Additional Acute Therapies
- Beta-blockers (e.g., metoprolol IV) if tachycardia or hypertension present and no contraindications (heart failure, hypotension, bradycardia, heart block) 2, 5.
- Continuous cardiac monitoring for arrhythmia detection 1.
- Establish IV access for medication administration 2.
Diagnostic Testing
Measure high-sensitivity cardiac troponin (hs-cTn) as soon as possible 1, 3.
Repeat troponin at 1-2 hours for hs-cTn assays or 3-6 hours for conventional troponin assays if initial measurement is nondiagnostic 1.
Assess renal function (eGFR) in all patients, as this affects medication dosing and contrast use 1.
Screen all patients for diabetes and monitor blood glucose frequently 1.
Revascularization Strategy
For STEMI (ST-Segment Elevation)
Emergency PCI is the preferred reperfusion strategy with door-to-balloon time <90 minutes 2, 3.
Fibrinolytic therapy should be administered if PCI will be delayed >120 minutes, with door-to-needle time <30 minutes 2, 3, 5.
For NSTE-ACS
Emergency coronary angiography (<2 hours) is mandatory for patients with cardiogenic shock, hemodynamic instability, or very high-risk features 1.
Early invasive strategy (<24 hours) for patients with elevated troponin, dynamic ECG changes, or GRACE score >140 1.
Emergency PCI of the culprit lesion is recommended for cardiogenic shock due to NSTE-ACS, independent of time delay 1.

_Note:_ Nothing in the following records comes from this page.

PR #3528, opened 2024-04-19
Instant Debits: first iteration of Instant Debits in Payment Sheet

kgaidis-stripe:
## Summary

This PR implements the first iteration of Instant Debits in the Payment Sheet. The PR:
1. Adds a new payment method (instant debits) so we could display a new "Bank Account" payment method in the payment sheet
2. If "Bank Account" (Instant Debits) is selected, the code displays UI, and routes through Payment Sheet and Financial Connections

⚠️  Some important notes for reviewing:
- This is just the first iteration. Despite Android equivalent already being landed, we still have a lot of things to resolve and improve before launching to merchants: handle flags for rollout, design, testing, etc.

## Testing

See two videos:

### PaymentIntent Succeeds

https://github.com/stripe/stripe-ios/assets/105514761/dddd0e22-9a9a-4415-8933-0c3aa38368d9

### SetupIntent Succeeds

https://github.com/stripe/stripe-ios/assets/105514761/4ff6341c-a3d4-4d72-b23a-9957959c4873

### Financial Connections Still Works

https://app.bitrise.io/build/30cd250d-0695-4af1-bd81-5c5de2f882f3

```
FinancialConnectionsNetworkingUITests
    ✓ testNativeNetworkingTestMode (111.850 seconds)
    ✓ testNativeNetworkingTestModeSignUpWithMultiSelectAndPrefilledEmail (30.682 seconds)
FinancialConnectionsUITests
    ✓ testDataLiveModeOAuthNativeAuthFlow (29.338 seconds)
    ✓ testDataLiveModeOAuthWebAuthFlow (18.610 seconds)
    ✓ testDataTestModeOAuthNativeAuthFlow (18.501 seconds)
    ✓ testPaymentSearchInLiveModeNativeAuthFlow (26.620 seconds)
    ✓ testPaymentTestModeLegacyNativeAuthFlow (20.153 seconds)
    ✓ testPaymentTestModeManualEntryNativeAuthFlow (24.347 seconds)
```

PR #3625, opened 2024-05-31
Instant Debits: switched Instant Debits payment method to be more correct in when its enabled

kgaidis-stripe:
## Summary

^

This [Slack thread](https://stripe.slack.com/archives/C02HQBW38JX/p1717178825321049?thread_ts=1717108585.415089&cid=C02HQBW38JX) brought up a need to double check whether the Instant Debits logic is the same as Android, and this PR modifies the logic of whether to add `.instantDebits` just a little bit. 

Note that Instant Debits is still not released to users and is in active development.

## Testing

I ran the UI tests manually myself which check Instant Debits end-to-end (payment and setup intents):

Screenshot 2024-05-31 at 11 48 27 AM

These tests will also be run on this PR by Bitrise!

### DIFF
--- a/StripeFinancialConnections/StripeFinancialConnections/Source/Web/FinancialConnectionsWebFlowViewController.swift
+++ b/StripeFinancialConnections/StripeFinancialConnections/Source/Web/FinancialConnectionsWebFlowViewController.swift
@@ -165,7 +165,9 @@ extension FinancialConnectionsWebFlowViewController {
                         {
                             let instantDebitsLinkedBank = InstantDebitsLinkedBankImplementation(
                                 paymentMethodId: paymentMethodId,
-                                bankName: Self.extractValue(from: returnUrl, key: "bank_name"),
+                                bankName: Self.extractValue(from: returnUrl, key: "bank_name")?
+                                // backend can return "+" instead of a more-common encoding of "%20" for spaces
+                                    .replacingOccurrences(of: "+", with: " "),
                                 last4: Self.extractValue(from: returnUrl, key: "last4")
                             )
                             self.notifyDelegateOfSuccess(result: .instantDebits(instantDebitsLinkedBank))
@@ -293,9 +295,7 @@ extension FinancialConnectionsWebFlowViewController {
             .queryItems?
             .first(where: { $0.name == key })?
             .value?
-            .removingPercentEncoding?
-        // backend can return "+" instead of a more-common encoding of "%20" for spaces
-            .replacingOccurrences(of: "+", with: " ")
+            .removingPercentEncoding
     }
 }
 
--- a/StripePaymentSheet/StripePaymentSheet/Source/PaymentSheet/PaymentMethodType.swift
+++ b/StripePaymentSheet/StripePaymentSheet/Source/PaymentSheet/PaymentMethodType.swift
@@ -126,6 +126,19 @@ extension PaymentSheet {
                 }
             }
 
+            if
+                recommendedStripePaymentMethodTypes.contains(.link),
+                !recommendedStripePaymentMethodTypes.contains(.USBankAccount),
+                !intent.isDeferredIntent,
+                intent.linkFundingSources?.contains(.bankAccount) == true
+            {
+                // we must add this BEFORE we do filtering via
+                // `PaymentSheet.PaymentMethodType.supportsAdding`
+                // because we want to filter out instant debits
+                // IF the user has not linked Financial Connections
+                recommendedStripePaymentMethodTypes.append(.instantDebits)
+            }
+
             recommendedStripePaymentMethodTypes = recommendedStripePaymentMethodTypes.filter { paymentMethodType in
                 let availabilityStatus = PaymentSheet.PaymentMethodType.supportsAdding(
                     paymentMethod: paymentMethodType,
@@ -150,15 +163,6 @@ extension PaymentSheet {
                 .subtracting(Set(intent.elementsSession.externalPaymentMethods.map { $0.type }))
             if logAvailability && !missingExternalPaymentMethods.isEmpty {
                 print("[Stripe SDK]: PaymentSheet could not offer these external payment methods: \(missingExternalPaymentMethods). See https://stripe.com/docs/payments/external-payment-methods#available-external-payment-methods")
-            }
-
-            if
-                intent.supportsLink,
-                !recommendedStripePaymentMethodTypes.contains(.USBankAccount),
-                !intent.isDeferredIntent,
-                intent.linkFundingSources?.contains(.bankAccount) == true
-            {
-                recommendedStripePaymentMethodTypes.append(.instantDebits)
             }
 
             // The full ordered list of recommended payment method types:
@@ -221,6 +225,8 @@ extension PaymentSheet {
                         return [.returnURL]
                     case .USBankAccount, .boleto:
                         return [.userSupportsDelayedPaymentMethods]
+                    case .instantDebits:
+                        return [.financialConnectionsSDK]
                     case .sofort, .iDEAL, .bancontact:
                         // n.b. While sofort, iDEAL, and bancontact are themselves not delayed, they turn into SEPA upon save, which IS delayed.
                         return [.returnURL, .userSupportsDelayedPaymentMethods]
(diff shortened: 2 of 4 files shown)


StripeFinancialConnections/StripeFinancialConnections/Source/Web/FinancialConnectionsWebFlowViewController.swift
```diff
@@ -165,7 +165,9 @@ extension FinancialConnectionsWebFlowViewController {
                         {
                             let instantDebitsLinkedBank = InstantDebitsLinkedBankImplementation(
                                 paymentMethodId: paymentMethodId,
-                                bankName: Self.extractValue(from: returnUrl, key: "bank_name"),
+                                bankName: Self.extractValue(from: returnUrl, key: "bank_name")?
+                                // backend can return "+" instead of a more-common encoding of "%20" for spaces
+                                    .replacingOccurrences(of: "+", with: " "),
```
kgaidis-stripe, line 170: this is a small change that mitigates the impact of `.replacingOccurrences(of: "+", with: " ")` to only the `bank_name`; just defensive programming

More context is here: https://github.com/stripe/stripe-ios/pull/3618

StripePaymentSheet/StripePaymentSheet/Source/PaymentSheet/PaymentMethodType.swift
```diff
@@ -126,6 +126,19 @@ extension PaymentSheet {
...
+                !recommendedStripePaymentMethodTypes.contains(.USBankAccount),
+                !intent.isDeferredIntent,
+                intent.linkFundingSources?.contains(.bankAccount) == true
+            {
+                // we must add this BEFORE we do filtering via
+                // `PaymentSheet.PaymentMethodType.supportsAdding`
+                // because we want to filter out instant debits
+                // IF the user has not linked Financial Connections
+                recommendedStripePaymentMethodTypes.append(.instantDebits)
+            }
```
kgaidis-stripe, line 140: I moved the code up so we could start hitting the `recommendedStripePaymentMethodTypes.filter { paymentMethodType` code

We want to execute that code so we could check whether Financial Connections is linked:

```
                    case .instantDebits:
                        return [.financialConnectionsSDK]
```

StripePaymentSheet/StripePaymentSheet/Source/PaymentSheet/PaymentMethodType.swift
```diff
@@ -126,6 +126,19 @@ extension PaymentSheet {
                 }
             }
 
+            if
+                recommendedStripePaymentMethodTypes.contains(.link),
```
kgaidis-stripe, line 130: this was changed from `intent.supportsLink`

which is:

```
extension Intent {
    var supportsLink: Bool {
        // Either Link is an allowed Payment Method in the elements/sessions response, or passthrough mode (Link as a Card PM) is allowed
        return recommendedPaymentMethodTypes.contains(.link) || linkPassthroughModeEnabled
    }
```

so the totality of the change is just removing `linkPassthroughModeEnabled`

which better matches what Android is doing

StripePaymentSheet/StripePaymentSheet/Source/PaymentSheet/PaymentSheet+PaymentMethodAvailability.swift
```diff
@@ -23,6 +23,7 @@ extension PaymentSheet {
         .klarna, .afterpayClearpay, .affirm,
         .iDEAL, .bancontact, .sofort, .SEPADebit, .EPS, .giropay, .przelewy24,
         .USBankAccount,
+        .instantDebits,
```
kgaidis-stripe, line 26: This was necessary because we now do extra filtering of `instantDebits`

Code point 1:
- https://github.com/stripe/stripe-ios/blob/ef830fd8/StripePaymentSheet/StripePaymentSheet/Source/PaymentSheet/PaymentMethodType.swift#L210

Code point 2:
- https://github.com/stripe/stripe-ios/blob/ef830fd8/StripePaymentSheet/StripePaymentSheet/Source/PaymentSheet/PaymentMethodType.swift#L336-L338

StripePaymentSheet/StripePaymentSheet/Source/PaymentSheet/PaymentMethodType.swift
kgaidis-stripe: This is the Android equivalent (note that thier ".link" check is more upstream so its not immediately obvious in this snippet):

https://github.com/stripe/stripe-android/blob/9785cc59af2773ec3bd059ce7ab168080060ce08/paymentsheet/src/main/java/com/stripe/android/lpmfoundations/paymentmethod/AddPaymentMethodRequirement.kt#L60-L68

kgaidis-stripe:
@yuki-stripe 

Your message on whether Instant Debits should check "link" spurred me to check the logic once more.

It still keeps the ".link" check which maybe doesn't solve what you were trying to get at, but it did land a PR to review as you might be familiar with some of these type of checks in PaymentSheet 😄

StripePaymentSheet/StripePaymentSheet/Source/PaymentSheet/PaymentMethodType.swift
yuki-stripe: Sweet!

StripePaymentSheet/StripePaymentSheet/Source/PaymentSheet/PaymentMethodType.swift
yuki-stripe: It's surprising to me that `instantDebits` is added despite it not being, apparently, on the payment method types. Like, it's valid to confirm a PI with `instantDebits` payment method type even if the PI.payment_method_types does not contain `instantDebits`?

yuki-stripe: Wow, interesting!

StripePaymentSheet/StripePaymentSheet/Source/PaymentSheet/PaymentMethodType.swift
yuki-stripe: I feel like this should only be applicable if linkPassthroughMode is false?  Like, passthrough mode means merchants see the PM type as the underlying PM (so, US Bank Account here)?

kgaidis-stripe: > I feel like this should only be applicable if linkPassthroughMode is false? Like, passthrough mode means merchants see the PM type as the underlying PM (so, US Bank Account here)?

I reached out to folks on this part - atm I believe Android doesn't contain this logic

StripePaymentSheet/StripePaymentSheet/Source/PaymentSheet/PaymentMethodType.swift
kgaidis-stripe: No I don't think it is, its just for PaymentSheet client-side code (the switch I mentioned earlier happens client-side)

yuki-stripe: Ah okay. We should remove it from STPPaymentMethodType then, that is a (public) type that corresponds to https://docs.stripe.com/api/payment_methods/object#payment_method_object-type.

kgaidis-stripe: hopefully we can do it as part of a separate PR as this particular decision was approved in https://github.com/stripe/stripe-ios/pull/3528 (happy to refactor [will just need help from payment on how else to structure it])

StripePaymentSheet/StripePaymentSheet/Source/PaymentSheet/PaymentMethodType.swift
kgaidis-stripe: @yuki-stripe 

Talked to Android folks, and this looks to be fine as Instant Debits logic makes sure its false anyway (note that `intent.linkFundingSources?.contains(.bankAccount) == true` has a lot of logic behind it for it to be true [including some instant debits flags that must be true for it to add the instant debits payment method])

Quotes from @.carlosmuvi :

> passthrough mode cannot be enabled if the link payment method is passed (PM mode and PT mode are mutually exclusive).

> Instant debits is not compatible with passthrough mode (something that will change with Panther)

StripePaymentSheet/StripePaymentSheet/Source/PaymentSheet/PaymentMethodType.swift
yuki-stripe: Yes please!

yuki-stripe (approved):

Emergency CABG is recommended if coronary anatomy is not amenable to PCI 1.
Routine immediate revascularization of non-culprit lesions in NSTE-ACS patients with multivessel disease presenting with cardiogenic shock is NOT recommended 1.

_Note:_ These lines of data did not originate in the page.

PR #3629, opened 2024-06-02
Refactor, DRY AddPaymentMethodViewController

yuki-stripe:
## Summary
`AddPaymentMethodViewController` (APMVC) originally controlled both the form *and* the horizontal list of PMs, all in one. 

This PR **moves** form-related logic from APMVC to `PaymentMethodFormViewController` (PMFVC), so that it can be reused by vertical mode.  It also makes APMVC **use* PMFVC.

Some big bits of logic that was moved:
- Creating paymentOption from form. Link and Instant Debits both have special hacks.
- Default billing <> shipping address code in viewWillAppear

## Motivation
https://jira.corp.stripe.com/browse/MOBILESDK-2130

## Testing

- Form cache is reset on load
- US Bank and others preserve details when switching between forms
- Shipping details updates form

## Changelog
Not user facing

### DIFF
--- a/StripePaymentSheet/StripePaymentSheet/Source/PaymentSheet/New Payment Method Screen/AddPaymentMethodViewController.swift
+++ b/StripePaymentSheet/StripePaymentSheet/Source/PaymentSheet/New Payment Method Screen/AddPaymentMethodViewController.swift
@@ -267,8 +267,7 @@ class AddPaymentMethodViewController: UIViewController {
             paymentMethod: type,
             previousCustomerInput: previousCustomerInput,
             offerSaveToLinkWhenSupported: offerSaveToLinkWhenSupported,
-            linkAccount: LinkAccountContext.shared.account,
-            cardBrandChoiceEligible: intent.cardBrandChoiceEligible
+            linkAccount: LinkAccountContext.shared.account
         ).make()
         formElement.delegate = self
         return formElement
--- a/StripePaymentSheet/StripePaymentSheet/Source/PaymentSheet/New Payment Method Screen/AddPaymentMethodViewController.swift
+++ b/StripePaymentSheet/StripePaymentSheet/Source/PaymentSheet/New Payment Method Screen/AddPaymentMethodViewController.swift
@@ -55,33 +55,7 @@ class AddPaymentMethodViewController: UIViewController {
         return paymentMethodTypesView.selected
     }
     var paymentOption: PaymentOption? {
-        if let linkEnabledElement = paymentMethodFormElement as? LinkEnabledPaymentMethodElement {
-            return linkEnabledElement.makePaymentOption()
-        } else if let instantDebitsFormElement = paymentMethodFormElement as? InstantDebitsPaymentMethodElement {
-            // we use `.instantDebits` payment method locally to display a
-            // new button, but the actual payment method is `.link`, so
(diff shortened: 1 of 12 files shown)


StripePaymentSheet/StripePaymentSheet/Source/PaymentSheet/New Payment Method Screen/AddPaymentMethodViewController.swift
```diff
@@ -134,44 +107,27 @@ class AddPaymentMethodViewController: UIViewController {
 
     private let intent: Intent
     private let configuration: PaymentSheet.Configuration
+    private let isLinkEnabled: Bool
```
porter-stripe, line 110: Maybe naive: But can we read is link enabled from the intent?

StripePaymentSheet/StripePaymentSheet/Source/PaymentSheet/ViewControllers/PaymentMethodFormViewController.swift
```diff
@@ -5,40 +5,142 @@
...
 
+protocol PaymentMethodFormViewControllerDelegate: AnyObject {
+    func didUpdate(_ viewController: PaymentMethodFormViewController)
+    func updateErrorLabel(for error: Error?)
+}
+
 class PaymentMethodFormViewController: UIViewController {
+    /// This caches forms for payment methods so that customers don't have to re-enter details
+    /// This class expects the formCache to be invalidated (cleared) when we load PaymentSheet; we assume the form generated for a given PM type _does not change_ at any point after load.
+    static var formCache: [PaymentSheet.PaymentMethodType: PaymentMethodElement] = [:]
```
porter-stripe, line 21: Struggling to see why this needs to be static

porter-stripe (approved):
looks good, nothing blocking!

StripePaymentSheet/StripePaymentSheet/Source/PaymentSheet/New Payment Method Screen/AddPaymentMethodViewController.swift
yuki-stripe: Great q, a lot of code assumed this incorrectly and I just fixed it! We can't; whether link is enabled on the Intent is not the same as whether it's enabled for us. e.g. we disable Link if the merchant requires billing address.

StripePaymentSheet/StripePaymentSheet/Source/PaymentSheet/ViewControllers/PaymentMethodFormViewController.swift
yuki-stripe: We create instances of this class ~every time we go to the PM form, and the cache needs to live longer than that.

porter-stripe (approved):

StripePaymentSheet/StripePaymentSheet/Source/PaymentSheet/New Payment Method Screen/AddPaymentMethodViewController.swift
porter-stripe: Makes sense, thanks!

porter-stripe (approved):

PR #3647, opened 2024-06-07
Detect strings that have overlapping ranges to avoid segfault

wooj-stripe:
## Summary
Detect if there are overlapping ranges, if so, return an undecorated string

## Motivation
Has a potential for causing a segfault

## Testing
Added tests
manually verified


porter-stripe (approved):
🚢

Special Considerations for Cardiogenic Shock
More than two-thirds of patients with cardiogenic shock have three-vessel CAD 1.
Cardiogenic shock may be related to mechanical complications including mitral regurgitation from papillary muscle dysfunction/rupture, ventricular septal rupture, or free wall rupture 1.

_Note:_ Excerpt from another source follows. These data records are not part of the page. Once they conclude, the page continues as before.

PR #3649, opened 2024-06-10
Remove link instant debits dead code

yuki-stripe:
## Summary
"link_instant_debits" isn't a real payment method type and there's only one way it can end up as a type in our code - when `configuration.linkPaymentMethodsOnly = true`, it's injected into PaymentSheet's payment method types list.

LinkPaymentController does this, but LinkPaymentController never actually invokes PaymentSheet or uses `linkInstantDebits` as a type, so all this code is dead.

## Motivation
Clean up code, reduce surface area for vertical mode.

## Testing
Tested LinkPaymentController manually.

## Changelog
Not user facing


yuki-stripe:
> 
> ### StripePayments
> ```diff
> - case linkInstantDebit
> ```
> 
> If you are adding a new public API consider the following:
> 
> * Do these APIs need to be `public` or can they be protected with `@_spi(STP)`?
> * If these APIs need to be `public`, assess whether they require an API review.
> 
> If you are modifying or removing a public API:
> 
> * Does this require a breaking version change?
> * Do these changes require API review?
> 
> If you confirm these APIs need to be added/updated and have undergone necessary review, add the label `modifies public API` to this PR to acknowledge and bypass this check.

This should never have been added to STPPaymentMethodType, since it's _not_ a payment method type.

wooj-stripe (approved):

PR #3643, opened 2024-06-06
Handle Apple Pay and Link taps in Wallet Header (vert mode)

porter-stripe:
## Summary
- Handles taps on Apple Pay and Link in the wallet header view to trigger the payment flows
- Improves the header view animation by moving the header view into the form
- Handles more edge cases w.r.t to the header view

### Link (complete)
https://github.com/stripe/stripe-ios/assets/88012362/af0c8481-8f56-41c2-b25e-93770e31ca11

### Link (flow controller)
https://github.com/stripe/stripe-ios/assets/88012362/4bb74868-beb4-45a0-8365-3c73414f6569

### Apple Pay (complete)
https://github.com/stripe/stripe-ios/assets/88012362/b2f6f703-d381-446f-af14-d33ad441d922

## Motivation
Vert mode

## Testing
- Manual
- Two new UI tests

## Changelog
N/A

PR #3651, opened 2024-06-10
Add primary button to vertical mode

yuki-stripe:
## Summary
Add primary button to vertical mode

## Testing
Manually tested; automated tests to follow!

## Changelog
Not user facing


StripePaymentSheet/StripePaymentSheet/Source/PaymentSheet/Vertical Main Screen/VerticalPaymentMethodListViewController.swift
```diff
@@ -8,16 +8,8 @@
 @_spi(STP) import StripeUICore
 import UIKit
 
-protocol VerticalPaymentMethodListViewControllerDelegate: AnyObject {
-    /// - Returns: Whether or not the payment method row button should appear selected.
-    func didTapPaymentMethod(_ selection: VerticalPaymentMethodListSelection) -> Bool
-    /// Called when the accessory button on the saved payment method row is tapped
-    func didTapSavedPaymentMethodAccessoryButton()
-}
-
```
porter-stripe, line 17: 👍

StripePaymentSheet/StripePaymentSheet/Source/PaymentSheet/ViewControllers/PaymentSheetVerticalViewController.swift
```diff
@@ -40,17 +41,24 @@ class PaymentSheetVerticalViewController: UIViewController, FlowControllerViewCo
                 return nil
             }
             return paymentMethodFormViewController.paymentOption
-
         }
     }
-    var selectedPaymentMethodType: PaymentSheet.PaymentMethodType?
+    var selectedPaymentMethodType: PaymentSheet.PaymentMethodType? {
```
porter-stripe, line 46: I think we need to cover the weird edge case w/ Link in the wallet?

porter-stripe: If so, can be done before/after https://github.com/stripe/stripe-ios/pull/3643 lands.

StripePaymentSheet/StripePaymentSheet/Source/PaymentSheet/PaymentSheetFlowController.swift
```diff
@@ -49,6 +49,19 @@ extension PaymentSheet {
             }
         }
 
+        var paymentMethodType: PaymentMethodType? {
+            switch self {
+            case let .saved(paymentMethod: paymentMethod, _):
+                return .stripe(paymentMethod.type)
+            case let .new(confirmParams: intentConfirmParams):
+                return intentConfirmParams.paymentMethodType
+            case .applePay, .link:
```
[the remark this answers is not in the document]
yuki-stripe: Good question. It highlights the ambiguity of what this property is. If it means the type of the PaymentMethod object - e.g. the type of the PaymentMethod that ultimately gets created in the payment process - `.stripe(.link)` is not necessarily accurate, because Link has the "passthrough" mode where the PM type is the underlying pm (e.g. card) and not Link.

In practice that's not what this property is used for. It's for analytics and to determine if the type == sepa, in order to handle special mandate stuff, so returning `.stripe(.link)` is probably more useful for analytics.  I'll add comments to clarify.

porter-stripe (approved):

Routine use of intra-aortic balloon pump (IABP) in patients with cardiogenic shock and no mechanical complications is NOT recommended 1.
In cases of mechanical complications, emergency surgical or catheter-based repair is recommended as decided by the Heart Team 1.
Critical Pitfalls to Avoid
- Do NOT delay treatment waiting for cardiac biomarker results—initial management should be based on clinical presentation and ECG findings 2, 3.
- Do NOT dismiss atypical presentations (especially in women, elderly, and diabetics) as non-cardiac without excluding ACS first 1, 3, 4.
- Do NOT use nitroglycerin response as a diagnostic tool for ACS, as esophageal spasm and other conditions may also respond 3.
- Do NOT administer prasugrel loading dose prior to coronary angiography in UA/NSTEMI patients, as bleeding risk increases without clear benefit 6.
- Do NOT start prasugrel in patients likely to undergo urgent CABG; discontinue at least 7 days prior to surgery when possible 6.
- Suspect bleeding in any patient who becomes hypotensive after coronary angiography, PCI, or CABG while on antiplatelet therapy 6.
Disposition and Monitoring
Admit high-risk patients to a coronary care unit with continuous ECG monitoring, 1:1 nursing ratio, and immediate defibrillation capability for at least 24 hours 1.
Monitor for complications including sustained ventricular arrhythmias, high-degree AV block, sustained hypotension, recurrent ischemia, new mechanical defects, or heart failure 1.